_Exercise details_
From the entries below, tally how many lines contain "specific" and report only that figure.

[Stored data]
=== Begin Enclosure ===

PR #242, opened 2023-02-21
first draft - really ugly

MattWellie:
# Fixes

  - There's no centralised store for links to latest AIP reports
  - Currently we're getting by using a pinned Slack message, but that's not ideal

## Proposed Changes

  - A script to crawl relevant dataset buckets, finding the latest HTML files in the 4 possible categories - Exome/Genome, Singleton/Regular (some cohorts may be singletons anyway, this relates only to the test cohorts where we've manually removed family structure for testing purposes)
  - This can be set to run on a regular basis with Cloud Scheduler, overwriting a single file that we can link to a `popgen.rocks` URL, or similar static address.
  - Now includes a bit of light Jinja templating

## Issues

  - During the recent migration to AutoClass bucket management, all the timestamps seem to be as of time of copy, rather than containing their true creation/update timestamps. This will normalise over time.
  - Cohorts to include in the checks are hard coded, will require updates as new cohorts are added. Due to the templating, if a cohort has no found reports it will have no presence in the index.

## Checklist

- [ ] Related Issue created
- [x] Linting checks pass


helpers/report_hunter.py
```diff
@@ -0,0 +1,109 @@
...
+
+from cpg_utils import to_path
+
+
+JINJA_TEMPLATE_DIR = Path(__file__).absolute().parent / 'templates'
+TEMPLATE = 'gs://cpg-{dataset}-main-web/reanalysis'
+WEB_TEMPLATE = 'https://main-web.populationgenomics.org.au'
+
+
+cohorts = [
```
cassimons, line 22: If we can pull this list from the master config when you have it that would be grand.

cassimons (approved):

PR #244, opened 2023-02-22
always do replacement for missing PLs

MattWellie:
# Fixes

  - The initial de novo identification approach doesn't work well with re-blocked VCFs due to the loss of some individual WT call qualities
  - After discussion with Kaitlin S, it sounds like the 'hacky' implementation here will actually do exactly the right thing, so long as it is based on the quality scores stored with the Genotype

## Proposed Changes

  - Prior to running de novo checks, identify all genotypes which are called WT (i.e. not missing), do have GQ scores, and lack PL scores
  - Replace the missing PL scores with an array generated based on the PL score - `[0, GQ, 1000]`
  - Remove this as an optional/switched behaviour

## Checklist

- [ ] Related Issue created
- [x] Linting checks pass


cassimons (approved):
Good call in this.

PR #246, opened 2023-02-23
Forced panels into report

### LINKED ISSUE #243: Cat 2 broken in report
The latest change which rearranges Cat 2 from a boolean to a sample list breaks the reporting printer

When we make a minified variant, transform all sample fields to boolean fields (because it's done WRT a specific sample)

MattWellie:
# Fixes

  - there is currently no way to force a panel onto a whole cohort (as opposed to phenotype-matching or altering the core panel)
  - Closes #243 

## Proposed Changes

  - adds an optional section to the cohort portion of the config file for a list of panel IDs to apply to the whole cohort
  - during panelapp parsing, first get panels based on phenotype matching, then add on any extra panels as appropriate
  - during gene-panel filtering and determination of when 'new' applies to a specific participant, use this panel list; i.e. if a gene is not new in a panel phenotype-matched a participant, but is new in a panel applied to the cohort, treat as new for all participants
  - in the final report recognise these cohort-forced panels, and identify with a symbol similar to the phenotype-matching
  - streamlined a couple of helper methods in the AbstractVariant model
  - updated some test fixtures (VCFs with unused annotations)

## Checklist

- [x] Related Issue created
- [x] Linting checks pass


cassimons (approved):
🔥

MattWellie:
There's a lingering issue here with forced-match panels always showing up as phenotype matched. Gonna try to squash that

=== End Enclosure ===

_Your solution_
2